Task objective » Pull every line that includes the word "basics" from the data.

Data records »
--------------------------------

PR #1214, opened 2019-05-04
Add configuration option to camelCase props

joeytepp:
When passing props in server-side rendering, they are often in snake_case, since this is ruby standard, however many prefer to use camelCase when working with javascript. This PR introduces the configuration option to automatically convert any props that have keys in snake_case to camelCase. Tests included.

---
This change is [Reviewable](https://reviewable.io/reviews/shakacode/react_on_rails/1214)

### DIFF
--- a/docs/basics/configuration.md
+++ b/docs/basics/configuration.md
@@ -183,6 +183,13 @@ ReactOnRails.configure do |config|
   
   ################################################################################
   ################################################################################
+  # CAMELCASE PROPS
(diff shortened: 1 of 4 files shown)


justin808:
@joeytepp I'm not convinced that that convenience option is needed in the gem because it's easy enough to create your own wrapper that does this conversion of props.

joeytepp:
@justin808 that is fair, also seems to be problematic as well since `deep_transform_keys!` is not supported by older versions of rails, so gonna close this for now.

PR #1244, opened 2020-01-21
Changing to standard webpacker config for the spec/dummy

justin808:
This change is [Reviewable](https://reviewable.io/reviews/shakacode/react_on_rails/1244)


justin808:
Merged in #1247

--------------------------------

Solved exercise »
--- a/docs/basics/configuration.md
+++ b/docs/basics/configuration.md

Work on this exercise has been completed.